New Structure for Corrosion Evolution Detection

Authors

  • Jamal Rammal Technology department, MUC University, Lebanon
  • Farah Salameh Technology department, MUC University, Lebanon
  • Wassim Rammal Faculty of Sciences, Lebanese University, Lebanon
  • Jamil Fouany Technology department, MUC University, Lebanon
  • Hassan Mehdi Technology department, MUC University, Lebanon
  • Yaakoub Dia Technology department, MUC University, Lebanon

Keywords:

Corrosion, ceramic, detection, evolution, conductivity, degradation

Abstract

This article presents a microwave sensor capable of detecting and following the evolution of the corrosion of zinc material. This
sensor is based on zinc wires of different widths deposited on the surface of the ceramic resonator.

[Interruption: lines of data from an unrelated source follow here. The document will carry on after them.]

PR #125, opened 2021-06-18
Set PLLM, PLLN and PLLP

msmouni:
This can be useful if we decide to set the values in order to reduce the computation time due to calculate_mnpq() function. (Clocks.freeze() computation's time reduced by approximately 1s)

### DIFF
--- a/src/rcc.rs
+++ b/src/rcc.rs
@@ -638,6 +638,19 @@ impl CFGR {
             self.use_pll = false;
             return;
         }
+        
+        let p_ok = (sysclk as u64)
+            == (base_clk as u64 * self.plln as u64
+                / self.pllm as u64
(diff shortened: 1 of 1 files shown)


hannobraun:
Thank you, @msmouni! Looks like there's a problem with formatting (the rustfmt check failed; other CI checks are still in progress as I'm writing this).

I'm not familiar with that code, so I'm no I don't really feel qualified to review it. Maybe some comments explaining the `p_ok` calculation would help.

But I'm happy to merge, if this works for you and no one objects. Any thoughts, @mvertescher?

hannobraun:
Okay, this has been open long enough, and nobody objected. Merging!

msmouni:
Thank you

Numerical studies show that due to the evolution of the corrosion, the progressive degradation of the conductivity of the formed zinc grid (from 6S/µm to 0.015S/µm) cause a progressive frequency shift (230MHz), a degradation of the quality factor (from Q0 = 50 to Q0 < 5) and a decreased level of the coefficient transmission of the TE101 mode of the resonator (from -8dB to <-35dB). Experimental measurements of this sensor in a corrosive environment show a gradual shift of the resonance frequency of the TE101 mode, a decreased level of S21 transmission coefficient and a degradation of the unloaded quality factor.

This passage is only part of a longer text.